Issue #327, opened 2017-10-19
if.bind both in and outside the custom element causes ref not to be populated when re-binding


aqm5181:
**I'm submitting a bug report**

* **Library Version:**
1.5.1

**Please tell us about your environment:**
* **Operating System:**
Windows 10 x64

* **Node Version:**
8.6.0

* **NPM Version:**
5.3.0

* **JSPM OR Webpack AND Version**
Aurelia CLI 0.31.3

* **Browser:**
Chrome 61.0.3163.100

* **Language:**
TypeScript 2.08

**Current behavior:**

1. Create project with au new
2. 

main.ts
```
import {Aurelia} from 'aurelia-framework'
import environment from './environment';

export function configure(aurelia: Aurelia) {
  aurelia.use
    .standardConfiguration()
    .feature('resources');

  if (environment.debug) {
    aurelia.use.developmentLogging();
  }

  if (environment.testing) {
    aurelia.use.plugin('aurelia-testing');
  }

  aurelia.start().then(() => aurelia.setRoot());
}
```

app.ts
```
export class App {
  public toggle = false;
  public elemvisible = true;
}
```

app.html
```
<template>
  <require from="./item-details"></require>
  <label>
    <input type="checkbox"
           checked.bind="elemvisible">
    Elem Visible
    <input type="checkbox"
           checked.bind="toggle">
    toggle
  </label>
  <div>
    <div if.bind="toggle">
        <item-details elemvisible.bind="elemvisible"></item-details>
    </div>
  </div>
</template>
```

item-details.ts
```
import { bindable } from "aurelia-framework";
import {bindingMode} from "aurelia-binding";

export class ItemDetails {

  @bindable elemvisible: boolean;
  detailsEl: Element;

  attached() {
    console.log('attached', this.detailsEl);
  }

  detached() {
    console.log('detached', this.detailsEl);
  }
}
```

item-details.html
```
<template>
  <div if.bind="elemvisible">
    Stuff:
    <div element.ref="detailsEl">Displayed</div>
  </div>
</template>
```

When toggling the "toggle" checkbox the first time, elDetails in custom element is referenced correctly, however subsequent toggles return null for it. This only happens if there is an if.bind both within the custom element and also in the parent page.

Example: https://gist.run/?id=a981dc20a5cc72439349c02df465ebe7

Similar to issue #298 except for the additional if.bind in the parent page.

**Expected/desired behavior:**

* **What is the expected behavior?**
[...]

Issue #326, opened 2017-10-12
[BUG] ref is null in attached callback in certain nested if.bind


huochunpeng:
**I'm submitting a bug report**

* **Library Version:**
1.5.1

**Please tell us about your environment:**
* **Operating System:**
OSX 10.x

* **Node Version:**
8.5.0

* **NPM Version:**
8.5.0

* **JSPM OR Webpack AND Version**
aurelia-cli 0.31.3

* **Browser:**
all

* **Language:**
ESNext

**Current behavior:**
A parent component with an inner child component, both behind an if bind.

The app
```
<template>
  <require from="./test-container"></require>
  
  <test-container if.bind="show"></test-container>
  
  <button click.delegate="show = !show">toggle</button>
</template>
```

The test-container component
```
<template>
  <require from="./child"></require>
  <div if.bind="true">
    <child></child>
  </div>
</template>
```

The child component
```
<template>
  <p ref="el">lorem</p>
  <p>message: ${message}</p>
</template>
```

In child component js file.
```
export class Child {
  attached() {
    const m = 'el: ' + this.el;
    console.log(m);
    
    this.message = m;
    console.log('message: ' + this.message);
  }
}
```

The `this.el` has correct value when first time the parent component is attached, but not second time.

Try "toggle" button few times, you can see in browser console, it prints
```
el: null
message: el: null
```

This issue only happens on latest aurelia version, I suspect it's introduced by new `if` binding implementation.

**Expected/desired behavior:**
https://gist.run/?id=24bddb1ca8e502bcac280fbb3368dd30

You have to see the problem in browser console.

The most bizarre part is `message` somehow shows correctly as "el: [object HTMLParagraphElement]" in the DOM, but it clearly reads "el: null" in console!

* **What is the expected behavior?**
Bring my ref back pls.

* **What is the motivation / use case for changing the behavior?**
This is a regression bug to be fixed.

huochunpeng:
I confirm there is no issue on old v1.4.0.

@jdanyow @jods4 can we revert the commit of new if/else implementation? Even if you fix this bug in time, the change introduced by the new implementation is too significant, which worries me about unintended edge cases.

It costed hell of my time on debugging. I have to fix aurelia-templating-resources version to v1.4.0 in my package.json to avoid futher pain.

discoaaron:
Hello @huochunpeng

I've submitted a PR with a proposed fix for this issue, feel free to test this solution on your application. 
[...]

PR #331, opened 2017-10-25
fix(if): nested ifs don't work properly

### LINKED ISSUE #328: Leaking (the new) if binding introduced in v1.5.2

jods4:
fixes #328, #327, #326, #322, #317, #315

### DIFF
--- a/src/else.js
+++ b/src/else.js
@@ -14,7 +14,10 @@ export class Else extends IfCore {
   bind(bindingContext, overrideContext) {
     super.bind(bindingContext, overrideContext);
     // Render on initial
-    if (!this.ifVm.condition) {
+    if (this.ifVm.condition) {
+      this._hide();
+    }
+    else {
       this._show();
     }
   }
--- a/src/else.js
+++ b/src/else.js
@@ -16,8 +16,7 @@ export class Else extends IfCore {
     // Render on initial
     if (this.ifVm.condition) {
       this._hide();
-    }
-    else {
+    } else {
       this._show();
     }
   }
--- a/src/if-core.js
+++ b/src/if-core.js
@@ -46,12 +46,12 @@ export class IfCore {
 
   _show() {
     if (this.showing) {
-      // Ensures the view is bound. 
+      // Ensures the view is bound.
       // It might not be the case when the if was unbound but not detached, then rebound.
       // Typical case where this happens is nested ifs
       if (!this.view.isBound) {
         this.view.bind(this.bindingContext, this.overrideContext);
-      }      
+      }
       return;
     }
 
--- a/src/if-core.js
+++ b/src/if-core.js
@@ -31,7 +31,6 @@ export class IfCore {
     // For example a view could be returned to the cache and reused while it's still
     // attached to the DOM and animated.
     if (!this.viewFactory.isCaching) {
-	    this.showing = false;
       return;
     }
 
@@ -47,6 +46,12 @@ export class IfCore {
 
   _show() {
     if (this.showing) {
+      // Ensures the view is bound. 
+      // It might not be the case when the if was unbound but not detached, then rebound.
+      // Typical case where this happens is nested ifs
+      if (!this.view.isBound) {
+        this.view.bind(this.bindingContext, this.overrideContext);
+      }      
       return;
     }
 
--- a/src/if.js
+++ b/src/if.js
@@ -23,6 +23,9 @@ export class If extends IfCore {
     if (this.condition) {
       this._show();
     }
+    else {
+      this._hide();
+    }
   }
 
   /**
--- a/src/if.js
+++ b/src/if.js
@@ -22,8 +22,7 @@ export class If extends IfCore {
     super.bind(bindingContext, overrideContext);
     if (this.condition) {
       this._show();
-    }
-    else {
+    } else {
       this._hide();
     }
   }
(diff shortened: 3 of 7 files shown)


jods4:
This should fix all reported issues with the `if` refactoring. 

I have coded two short repro of reported bugs to confirm it's fixed and to prevent future regressions, unfortunately after more than 6 hours of trying I can't get `ComponentTester` to work in karma tests.
I would really like to commit those or something equivalent, if anyone can help.

Here are the two non-comitted tests:
```js
  describe('(nested)', () => {
    let taskQueue, component, model;

    beforeEach(() => {
      model = { a: true, b: true, clicked() {} };
      component = new ComponentTester();
      component.bootstrap(aurelia => {
        aurelia.use.standardConfiguration();
        taskQueue = aurelia.container.get(TaskQueue);
      });
      component
        .inView(`<div if.bind="a" id="a">
                   <div if.bind="b" id="b" click.delegate="clicked()">
                   </div>
                 </div>`)
        .boundTo(model);        
    });

    afterEach(() => component.dispose());

    it('should rebind even if the view is visible; issue #317', done => {
      component.create(bootstrap)
               .then(_ => {
                 let spy = spyOn(model, "clicked");
                 model.a = false;
                 taskQueue.flushMicroTaskQueue();
                 model.a = true;
                 taskQueue.flushMicroTaskQueue();
                 document.getElementById("b").click();
                 
                 expect(spy).toHaveBeenCalled();
                 done();
               });
    });

    it('should update view when rebound; issue #328', done => {
      component.create(bootstrap)
               .then(_ => {                
                 model.a = false;
                 taskQueue.flushMicroTaskQueue();
                 model.b = false;
                 model.a = true;
                 taskQueue.flushMicroTaskQueue();
 
                 expect(document.getElementById("a")).not.toBeNull();
                 expect(document.getElementById("b")).toBeNull();
                 done();
               });
    });
  });
```

src/if-core.js
```diff
@@ -47,6 +46,12 @@ export class IfCore {
 
   _show() {
     if (this.showing) {
+      // Ensures the view is bound. 
+      // It might not be the case when the if was unbound but not detached, then rebound.
+      // Typical case where this happens is nested ifs
+      if (!this.view.isBound) {
+        this.view.bind(this.bindingContext, this.overrideContext);
+      }
```
mjwwit: More trailing spaces.

src/if-core.js
```diff
@@ -47,6 +46,12 @@ export class IfCore {
 
   _show() {
     if (this.showing) {
+      // Ensures the view is bound.
```
mjwwit: There's a trailing space here, causing a linter error.

src/if.js
```diff
@@ -23,6 +23,9 @@ export class If extends IfCore {
     if (this.condition) {
       this._show();
     }
+    else {
```
mjwwit: Same brace issue as with `src/else.js`.

src/else.js
```diff
@@ -14,7 +14,10 @@ export class Else extends IfCore {
   bind(bindingContext, overrideContext) {
     super.bind(bindingContext, overrideContext);
     // Render on initial
-    if (!this.ifVm.condition) {
+    if (this.ifVm.condition) {
+      this._hide();
+    }
+    else {
```
mjwwit: According to ESLint, the `else` should be on the same line as the closing brace from the `if`.

mjwwit:
@jods4 I've sent you a PR (jods4/templating-resources#1) with the unit-test from #330 (and additional tests), linter fixes, and actual integration tests for nested if bindings. This was a real b*tch to get working btw.

jods4:
@mjwwit Thanks, it's merged! Although I had to disable the `ComponentTester` tests. :(

jods4:
In addition to my own tests, we have user confirmation in #328 that the fix works for him.
@EisenbergEffect I think we can publish this?

mjwwit:
@jods4 That sucks, I spent tons of time figuring a way around the duplicate attribute conflict... It worked for me using Karma and Chrome 61 on macOS... What issue are you running into?

jods4:
@mjwwit I spent ton of time on that as well... which is why I gave up in the end.
I've tested in Firefox 57.0b11 on Windows 10.

A few observations I made when trying to get `ComponentTester` to work:
- It uses JSPM, whose `config.json` file locks to very old libs. When I updated everything `jspm update` I got lots of new tests failures.
- JSPM seems to -- at least sometimes if not always -- load `aurelia-templating-resources` from NPM rather than from `dist`, which is the system under test.
- `ComponentTester` only seems to work for the first test that uses it and fail for subsequent ones. So using `fit` (focused test) on any of those actually worked but never when running all of them.

mjwwit:
Alright. I'll see if I can migrate this project to the new TypeScript build soon, maybe that'll fix these problems and finally allow for proper integration tests.

EisenbergEffect:
@mjwwit This is a larger, more complicated, more risky project to move to TS. I'd prefer to get a few more smaller ones done first ;)

nenadvicentic:
@EisenbergEffect Where are you tracking porting to Typescript?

§ TASK ITEM
Give back the records above exactly, limited to the lines between the one holding "I confirm there is no issue on old v1.4.0." and the one holding "fix(if): nested ifs don't work properly", inclusive.

§ SOLUTION
I confirm there is no issue on old v1.4.0.

@jdanyow @jods4 can we revert the commit of new if/else implementation? Even if you fix this bug in time, the change introduced by the new implementation is too significant, which worries me about unintended edge cases.

It costed hell of my time on debugging. I have to fix aurelia-templating-resources version to v1.4.0 in my package.json to avoid futher pain.

discoaaron:
Hello @huochunpeng

I've submitted a PR with a proposed fix for this issue, feel free to test this solution on your application. 
[...]

PR #331, opened 2017-10-25
fix(if): nested ifs don't work properly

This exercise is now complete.